Finally, we have the workflows and workspaces (and then we end the
task and the file):
240 <workflows>
241 <workflow name='Mixed Initiative Annotation' undoable="yes">
242 <step pretty_name='zone' name='whole_zone'/>
243 <step pretty_name='tokenize' name='carafe_tokenize'/>
244 <step name='entity_tag' pretty_name='tag entities'/>
245 <step name='nationality_tag' pretty_name='tag nationalities'/>
246 <step name='relation_tag' pretty_name='tag relations'/>
247 </workflow>
248 <workflow name='Review/repair all steps'>
249 <step name='correct'/>
250 </workflow>
251 <workflow name='Demo'>
252 <step pretty_name='zone' name='whole_zone'/>
253 <step pretty_name='tokenize' name='carafe_tokenize'/>
254 <step pretty_name='tag all entities' name='all_entity_tag'/>
255 <step pretty_name='tag relations' name='relation_tag'/>
256 </workflow>
257 <workflow name='Align'>
258 <step pretty_name='zone' name='whole_zone'/>
259 <step pretty_name='tokenize' name='carafe_tokenize'/>
260 <step name='align'/>
261 </workflow>
262 </workflows>
263 <workspaces default_config="Mixed Initiative Annotation">
264 <workspace workflow='Mixed Initiative Annotation'/>
265 </workspaces>
266 </task>
267 </tasks>
The "Mixed Initiative Annotation" workflow illustrates how
multi-step mixed initiative works: it contains several mixed
steps, each responsible for a different content annotation set.
The annotator will complete the entity annotations, and then the
nationality annotations, and then the relation annotations. In
each case, the annotator will have the option of pretagging; most
significantly, the annotator will have the opportunity to correct
the spans before pretagging the relations.
The task.xml file which contains this task contains only this
task, so its toplevel element is <task>. illustrates
sentence classification.
We name the task and declare the language information:
1 <task name='Sample Sentiment'>
2 <languages>
3 <language code='en' name='English' tokenless_autotag_delimiters='.,/?!;:'/>
4 </languages>
Next, we declare the annotations. We don't bother with zone
annotations for this task, since the whole document is annotatable
and unzoned documents are treated as such.
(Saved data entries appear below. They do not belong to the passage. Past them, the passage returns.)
Issue #413, opened 2018-12-05
rucio.cern.ch website check fails


graeme-a-stewart:
We get consistent failures for a few weeks now with the Rucio website:

```
- ./_site/gsoc/2018/proposal_ATLASrucio.html
  *  External link https://rucio.cern.ch/ failed: response code 0 means something's wrong.
             It's possible libcurl couldn't connect to the server or perhaps the request timed out.
             Sometimes, making too many requests at once also breaks things.
             Either way, the return message (if any) from the server is: Peer certificate cannot be authenticated with given CA certificates
```

graeme-a-stewart:
Checking locally on my Mac I don't get the error. So it might be solved with a container update.

graeme-a-stewart:
So, I checked the container and noticed it contains a hand rolled certificate for `rucio.cern.ch`. If I remove that then the error reverts to `Peer certificate cannot be authenticated with given CA certificates`. Maybe that certificate is wrong, but my usual method of getting missing certificates now doesn't work. 

[https://whatsmychaincert.com/generate?host=rucio.cern.ch](https://whatsmychaincert.com/generate?host=rucio.cern.ch)

generates an error, `Protocol "ldap" not supported or disabled in libcurl`. *sigh*

The internet suggested to get the certificates with this SSL magic:

`openssl s_client -host rucio.cern.ch -port 443 -prexit -showcerts`

Finally, using the certificates from there (all the bits between `-----BEGIN CERTIFICATE-----` and `-----END CERTIFICATE-----`) seems to fix things.

The new container is pushed up to docker hub.

I document this *pain in the ass* partly for catharsis and partly so we can find it again in the future...

PR #415, opened 2018-12-05
Bundle of small fixes

graeme-a-stewart:
- Correct docker pull to pre-pull the correct container for the Travis
- Remove the unnecessary "data-proofer-ignore" for a few rucio.cern.ch links (fixed in #413)
- Update the CWP arXiv link for the Visualisation page
- Fix broken internal link from 2017 GSOC (seems to be found by the updated HTML proofer)


graeme-a-stewart:
Thanks - we got a stupid timeout again on the URL check, but the persistent problems are fixed.

PR #422, opened 2019-01-11
Small fixes for links that died

graeme-a-stewart:


graeme-a-stewart:
Self-accepted these small fixes.

PR #426, opened 2019-01-15
Added pointer to GSoC admin list rather than individual mails.

agheata:


agheata:
Fails due to link https://www.openml.org/ temporary not working, but this is not added by this PR. Tested locally and looks fine. Merging.

graeme-a-stewart:
Hi @agheata - the problem of false positives from the URL checker is a long standing one (we check > 500 external sites, so spurious failures happen). You did the right thing to ignore it. If a website fails more persistently then please create and issue and we will disable it.

PR #429, opened 2019-01-17
Added presentation on C&SW wrk recognition, citations

eduardo-rodrigues:
Following-up from our email exchange, @graeme-a-stewart.

I committed the PDF to the place where I could find other similar material given that the LHCb meeting is internal and I cannot link directly to it from the HSF website pages.

If you accept this before the creation of today's minutes the link can still go in the minutes :-).

Thanks.


organization/presentations.md
```diff
@@ -5,6 +5,10 @@ layout: default
 
 # HSF Presentations
 
+## 2019
+
+* [Computing & Software work - recognition & citations in publications](http://hepsoftwarefoundation.org/assets/EduardoRodrigues-LHCb-2019-01-15.pdf), LHCb Weekly Meeting, 15 January 2019, Eduardo Rodrigues
```
graeme-a-stewart: Could you make this an internal absolute link, rather than including the website name? (Which should be `https` in anywise.)

eduardo-rodrigues: Sure. I copied in fact looking at similar links. I may try and fix a few while at it …

One detail, though: what do you precisely mean by "absolute link"? Not `https://hepsoftwarefoundation.org/assets/EduardoRodrigues-LHCb-2019-01-15.pdf`, then? Just `assets/EduardoRodrigues-LHCb-2019-01-15.pdf`? Else I'm unsure.

graeme-a-stewart: Hi - yes, it maybe is wrong in quite a few places! It should be:

```
/assets/EduardoRodrigues-LHCb-2019-01-15.pdf
```

Internal = Implicitly refers to this website
Absolute = Starts with "/"

OK, I checked and this is still apparently still considered to be a "relative" link, which I find confusing, cf. a filesystem; I like my nomenclature better! But I suppose as I just invented it it was confusing ;-)

eduardo-rodrigues: OK 👍 ! I looked around and corrected the various occurrences. Hope all fine now. Thanks.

So we only inherit category:token.
5 <annotations all_annotations_known='no' inherit='category:token'>
6 <annotation_set name="structure" managed="no"/>
7 <span label="sentence" of_set="structure" d_rendering_style="background_span"
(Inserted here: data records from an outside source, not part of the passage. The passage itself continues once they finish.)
PR #431, opened 2019-01-18
Add arXiv links and some 2018 presentations

graeme-a-stewart:
Fill in the two latest CWP arXiv links
Add a couple of HSF presentations given last year

### DIFF
--- a/organization/presentations.md
+++ b/organization/presentations.md
@@ -11,6 +11,8 @@ layout: default
 
 ## 2018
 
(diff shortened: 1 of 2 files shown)


organization/presentations.md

8 d_css="background-color: lightgray">
9 <string name="sentiment" of_set="sentiment">
10 <choice value="positive" d_accelerator="P" d_css="background-color: green"/>
11 <choice value="negative" d_accelerator="N" d_css="background-color: red; color: white"/>
12 </string>
13 </span>
14 </annotations>
There are a number of important features in this annotation
declaration block.
First, the <annotation_set> element declares a new
annotation set named structure, which is marked as managed="no".
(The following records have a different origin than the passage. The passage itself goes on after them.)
PR #433, opened 2019-01-21
Update of PyHEP WG page

eduardo-rodrigues:


graeme-a-stewart:
Looks good to me. The only thing I don't like is that fact that `Python in HEP` appears inside quotes. I can't see why and it looks ugly IMO. As you are touching the file could you remove them?

graeme-a-stewart:
Thank you! Also looks better in the WG drop down now.

PR #449, opened 2019-01-30
Fix failing url by adding https

JavierCVilla:
`html-proofer` seems to fail if a link is not marked as `https`  or `http`


JavierCVilla:
Since this is minor fix and I got @graeme-a-stewart 's approval, I'm self-merging this PR.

Most annotation sets are managed, the significance of which is
discussed here. However, for
the structure annotations, there isn't going to be anything to
manage, because they won't be hand annotated or corrected. In most
circumstances, we wouldn't care that there's no advantage to
managing this set; but in this case, the same engine which
generates the tokens (the jCarafe tokenizer) also generates the
sentences, and the token annotations are unmanaged, and no step
(and thus, no engine) can simultaneously add managed and unmanaged
sets.
Next, we define a sentence span annotation, and assign it to the
structure set. We've declared the rendering style for
this annotation to be background_span, which forces the
annotation to be styled behind the text, rather than stacked on
top of it. This would be important, from the point of view of
presentation, if this task were also adding other span annotations
(it isn't, but it's useful to illustrate the functionality here).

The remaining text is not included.